[Saved entries]
-------

PR #195, opened 2017-11-18
Update kubernetes to use new cri log library.

Random-Liu:
Depends on https://github.com/kubernetes/kubernetes/pull/55922.


yujuhong:
/lgtm
Is there a bot?

Random-Liu:
@yujuhong Yeah, there is. :)
But there is no submit queue. I'll manually merge it after test passes. Thanks!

-------

- Problem to work on
Find the line that contains "Update kubernetes to use new cri log library.". Restate it and all lines after it exactly, ending with the final line of the data.

- Exercise result
Update kubernetes to use new cri log library.

Random-Liu:
Depends on https://github.com/kubernetes/kubernetes/pull/55922.


yujuhong:
/lgtm
Is there a bot?

Random-Liu:
@yujuhong Yeah, there is. :)
But there is no submit queue. I'll manually merge it after test passes. Thanks!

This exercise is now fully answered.